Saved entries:
..............................

Issue #1744, opened 2025-11-17
Full search results page


katlyn-edwards:
**Is your feature request related to a problem? Please describe.**
If I'm searching for something that requires more than 5 results, I have to issue the query manually, and parse the Django response. 

**Describe the solution you'd like**
I'd like a full search results page so I can look at all the results, and page through them if there are many.

**Describe alternatives you've considered**
n/a this is common

PR #1854, opened 2026-03-01
Add way to link directly to a search

hollow-owl:
Now search query appears in url so queries can be bookmarked. 

`https://decomp.me/?search=<search query>`

### DIFF
--- a/frontend/src/components/Nav/Search.tsx
+++ b/frontend/src/components/Nav/Search.tsx
@@ -1,6 +1,6 @@
 import { useEffect, useRef, useState } from "react";
 
-import { useRouter } from "next/navigation";
+import { useRouter, useSearchParams } from "next/navigation";
 
 import { SearchIcon } from "@primer/octicons-react";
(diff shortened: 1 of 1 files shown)


mkst:
Not sure what the point of it is though? What problem is being solved? Maybe if we had a dedicated search page it would make sense, but we don't - if you were interested in adding that, that could be cool.

mkst:
> A full search page would be cool.
Yeh we have [an open issue](https://github.com/decompme/decomp.me/issues/1744) for that.

I dont think this PR is particularly nice UX to open the search bar (especially on mobile):
image

For your use case maybe query the API e.g. `https://decomp.me/api/search?name=foo` ? .. but it's still not great (it's still just the results used for the search results) -- I still think this is best solved with a specific results page.

ethteck:
I agree with @mkst here. I like the idea of this PR - linkable search results. But the current search dropdown isn't what should be linked to. We should first add the search page and then allow linking to that.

..............................

Exercise = Pull every line with the string "components" from the data above.

Your solution =
--- a/frontend/src/components/Nav/Search.tsx
+++ b/frontend/src/components/Nav/Search.tsx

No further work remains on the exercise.